» What needs to be done:
The data below must be repeated exactly. Leave nothing out.

..........

PR #396, opened 2022-10-13
Closes #393

### LINKED ISSUE #393: Error in v_model_objects validates that [`OneParExpNormalPrior`] class slots are valid

wwojciech:
Closes #393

..........

» Answer to the problem:
PR #396, opened 2022-10-13
Closes #393

### LINKED ISSUE #393: Error in v_model_objects validates that [`OneParExpNormalPrior`] class slots are valid

wwojciech:
Closes #393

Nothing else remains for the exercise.